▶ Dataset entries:
PR #420, opened 2021-12-05
Upgrade to golang 1.17 and update dependencies

amuraru:
### Change log description

- Use golang 1.17
- Upgrade k8s deps to 1.20
 

### Purpose of the change

- keep deps up to date


anishakj:
@amuraru  Can we remove the `v1beta1` version of CRD from charts as well

amuraru:
I'd personally prefer to do that in a separate PR and not here. wdyt?

anishakj:
> I'd personally prefer to do that in a separate PR and not here. wdyt?

sure, that is absolutely fine

anishakj (approved):
LGTM

PR #437, opened 2022-02-22
Issue 432: zk operator pre delete hook fail in slow environments

### LINKED ISSUE #432: ZK-operator pre-delete hook fails in slow environments
### Description

Currently in the pre delete hook script in zookkeeper operator charts, the `activeDeadineSeconds` is being set to `20`. But In some environments the pre-delete hook takes more than 20 seconds to complete and because of this job fails . Moreover once the job is failed , the operator chart cannot be uninstalled normally.

### Importance

must-have

### Location

https://github.com/pravega/zookeeper-operator/blob/master/charts/zookeeper-operator/templates/pre-delete-hooks.yaml

 Need to remove `activeDeadlineSeconds` from the hook job spec to let the hook script run as long as needed and increase the `backoffLimit` say to 6  to allow for easier debugging of failed pods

▶ WORK ITEM: Retyping the data above exactly and in full is the task.

▶ FINISHED EXERCISE:
PR #420, opened 2021-12-05
Upgrade to golang 1.17 and update dependencies

amuraru:
### Change log description

- Use golang 1.17
- Upgrade k8s deps to 1.20
 

### Purpose of the change

- keep deps up to date


anishakj:
@amuraru  Can we remove the `v1beta1` version of CRD from charts as well

amuraru:
I'd personally prefer to do that in a separate PR and not here. wdyt?

anishakj:
> I'd personally prefer to do that in a separate PR and not here. wdyt?

sure, that is absolutely fine

anishakj (approved):
LGTM

PR #437, opened 2022-02-22
Issue 432: zk operator pre delete hook fail in slow environments

### LINKED ISSUE #432: ZK-operator pre-delete hook fails in slow environments
### Description

Currently in the pre delete hook script in zookkeeper operator charts, the `activeDeadineSeconds` is being set to `20`. But In some environments the pre-delete hook takes more than 20 seconds to complete and because of this job fails . Moreover once the job is failed , the operator chart cannot be uninstalled normally.

### Importance

must-have

### Location

https://github.com/pravega/zookeeper-operator/blob/master/charts/zookeeper-operator/templates/pre-delete-hooks.yaml

 Need to remove `activeDeadlineSeconds` from the hook job spec to let the hook script run as long as needed and increase the `backoffLimit` say to 6  to allow for easier debugging of failed pods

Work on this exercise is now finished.